For some people, flying on an airplane is routine, while for others, it is a true ordeal. But one thing is certain — really unexpected situations can happen in the air and airports, from amusing dialogues to absurd coincidences. We put together 15 stories that show traveling by an iron bird is always a ride full of unexpected twists.

  • They were serving food on the plane, and my fellow passenger declined. Then, when they started serving again, she refused once more. But she kept looking at my food with hungry eyes. I asked her, “It’s a long flight. Are you on a diet?”
    She blushed and admitted that she didn’t have money for lunch. You should have seen her genuine childlike surprise when I told her that the meal was included in the ticket price... © Trudowick / Pikabu
  • I was recently flying on a plane next to a 10-year-old girl. I’m 19. So the girl started asking me where I was flying, where I study... I thought, “What a nice, talkative little girl.”
    Then she starts asking me about my boyfriend. And at the end of the conversation, she suddenly declares, “Well, I’m going to steal him away from you.” © Overheard / Ideer
  • Just now, on the plane, I asked a man to help me take down my suitcase. And his woman started freaking out, saying I could take it down myself, then pushed the guy away and shoved the suitcase back onto the shelf. © klevtsova_jane / X
  • I’m flying on a plane with my boyfriend, he’s asleep, I’m reading. The plane is descending for landing, I start nudging him to wake up, but he doesn’t wake up. I nudge harder, poke him in the stomach. No reaction.
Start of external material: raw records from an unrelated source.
PR #12966, opened 2022-08-14
default `lock` parameter of `DataStore.shift_root_generations()` to True

altendky:


altendky:
I think this is existing breakage on `long_lived/atari` so we can revisit after that is fixed.

fchirica (approved):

    A lump in my throat, complete confusion. I manage to force out, “Help!” And then this rascal opens his eyes and laughs. © Overheard / VK
  • I once flew on the La Paz to Mexico City flight. Next to me was a man who, throughout the entire flight, kept pulling sheets of paper from his briefcase, sssslooooowly tearing them into thin strips, and placing them in a paper bag. And upon exiting the plane, the man shoved that bag under the seat. I was deeply impressed. © villiss / ADME
  • Guy in his twenties gets on the plane with a strange looking carry on; it looks like one of those pizza delivery pouches. He sits next to me, and I discover it is a pizza delivery pouch. He has about 5 large pizzas in it.
    So I say, “Like pizza much?” And he replies, “No, but this is a long flight (BOS to LAX), and I can sell this stuff for $5 a slice.” So we take off, and the smell of pizza floats through the cabin. And people start buying his pizza!
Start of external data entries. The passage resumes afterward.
PR #12978, opened 2022-08-15
Integrating NFT store directly into NFT wallet

trepca:
Removes `my_nft_coins` list that was caching NFTs in NFT store. To find an NFT we iterated over `my_nft_coins` list, now using a sqlite select which lowers time complexity especially for whale wallets. 
Lot of search/replace as methods now require to be awaited.


tests/wallet/rpc/test_wallet_rpc.py
```diff
@@ -737,7 +737,18 @@ def only_ids(trades):
...
+                "7usy4u48tmafcajc4dc0dmqa4h9z5f27e3qnuzf37yr78sl6kslts9aua5zfdg3r7knncj78pzg4nvrn0a6dkjvmme7"
+                "jjzz72xmlruuhmawm0eedl7fpfjkhnf70al2tw34pdgqje0m8wt6v8uaxw8gtjlkfzlw4447fk429f42tmn9x6l4qm9u"
+                "2n404j74ls5yv2grt0tzstm2l8hukgx4v6h42908px8dh0avzhdlxw7ruj5t53etc9dt2n2wm7098ks89waeunnfexdn"
+                "dmhf5dmhyjs6wvjzvvlj0scdh3np6mgmur6m2jj2y474cwuaurph0tq28ee6y3hxahhkkfqzlc8g7hm3lllvrl2nhlm7"
+                "2hgau9lgdumy9m99hy78dv5uwdr69jfkvu6a5qc0jlzkas6cry3zh7hasdwg785nmhhsl680m4fxdseavzdk8mg93dank"
+                "88ue2hned4tarn0al7gl4wq6ct4gd3c3q5a6l2gjlvd8ftteddfxxq5v4zdu0ycv2vuwslf7rz2u56nl7guqatk0ut7cy"
+                "ga0zu096k7rhdl99kc5jmscmtdz9vme2mmg86dwq7nk088spawraxfgftl0lqkycapflf725mjht2law69wh0rq8l7ue"
+                "gztx0xnvgc8y7wvvuwv3th5pcwckkm07jacznlgeuu8kcw0yuu4utjrm2mut8ekm8rmzp6vlzcm6e4f8xzytjx3ytnye"
+                "kany0a9l4tq0zxnh3rjwhve88658nd0xwhmgectl33u3us6klkk5c7vjyuurr6yetk7ua654my4cmxmtrjazfu3ara9"
+                "yc449jqxg4mfgx0sw3p9"
```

    When we arrive at LAX, he had just about paid for his flight with his pizza! © Thomas Barnidge / Quora
  • Transatlantic flight, 3 a.m. The cabin lights are off, everyone’s relaxed, silence. I’m watching a movie on the tablet, my wife is dozing by the window. A slight jolt, she wakes up, looks out the porthole into the pitch darkness and unchanging scene, turns to me with genuine indignation, and says, “I don’t understand, why are we standing?!” © TeslaCat / Pikabu
  • I was flying solo into Orlando. The woman next to me was so excited about her new boyfriend’s boat and was going on about how excited she was for this trip. I nodded and put my headphones in and about 1 minute later, she grabbed the cord on my headphone and pulled it out of my ear so she could blather on about it... I asked her if she had lost her mind. © _joeBone_ / Reddit
  • When I was 4 years old, I flew on a plane for the first time. The time came for food service, and I saw cola. My favorite cola, which my parents forbid me from having. So, I asked how much I could drink, and unfortunately, the steward replied that there was no limit on drinks.
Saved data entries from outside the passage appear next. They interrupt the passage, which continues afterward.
PR #12993, opened 2022-08-15
 cleanup keychain proxy 

jack60612:
follow up to changes requested in 12782

### DIFF
--- a/chia/daemon/client.py
+++ b/chia/daemon/client.py
@@ -46,8 +46,12 @@ class DaemonProxy:
             raise
 
         async def listener_task() -> None:
-            await self.listener()
-            await self.close()
+            try:
+                await self.listener()
+                await self.close()
+            except Exception:
+                await self.close()
+                raise
 
         asyncio.create_task(listener_task())
         await asyncio.sleep(1)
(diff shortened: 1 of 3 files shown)


chia/daemon/client.py
```diff
@@ -46,25 +46,30 @@ async def start(self) -> None:
...
 
         async def listener_task() -> None:
-            await self.listener()
-            await self.close()
+            try:
+                await self.listener()
+                await self.close()
+            except Exception:
+                await self.close()
+                raise
```
altendky, line 54:
```suggestion
            try:
                await self.listener()
            finally:
                await self.close()
```

chia/daemon/client.py
```diff
@@ -73,23 +78,15 @@ async def _get(self, request: WsRpcMessage) -> WsRpcMessage:
...
             self.response_dict.pop(request_id)
-        else:
-            response = None  # type: ignore
-        self._request_dict.pop(request_id)
-
-        return response
+            return response
+        except asyncio.TimeoutError:
+            self._request_dict.pop(request_id)
+            raise Exception(f"No response from daemon for request_id: {request_id}.")
```
altendky, line 89:
```suggestion
            raise Exception(f"No response from daemon for request_id: {request_id}")
```

altendky (commented):
A couple quick comments, not a full review.

chia/daemon/client.py
jack60612: 👍

chia/daemon/client.py
jack60612: oh i forgot about that!

emlowe (approved):
Looks good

    For the next 3 hours, the call button lit up every 5 minutes — I kept asking for cola. Eventually, the flight attendant couldn’t take it anymore and told me to go to the galley and pour it myself. So I went and poured some. The flight attendants in the galley were a bit shocked. © Overheard / Ideer
  • I was flying with my 5-year-old daughter. She was flipping through the magazine that was in the seat pocket in front of her and then whispered to me, “Look! I found this!” At first, I couldn’t believe my eyes, but the 3 100-dollar bills were real. © Overheard / Ideer
  • Purchased an electronic ticket in advance, went through electronic check-in. I take my seat on the plane. A big, unkempt-looking man comes up to me and starts yelling that I’m in his seat. I say, well, let’s take a look. Maybe I made a mistake, there’s nothing wrong with that.
    We compared tickets, and we have the same seat. Then a flight attendant comes, apologizes for the mix-up, and moves me to business class! What a stroke of luck! © Overheard / Ideer
  • Recently, I ended up with “overbooking” on a plane — when several people are booked for one seat. A lady caused a scene — she wants the prime reserved seat, which happens to be next to mine. But it’s occupied. And actually everything is occupied.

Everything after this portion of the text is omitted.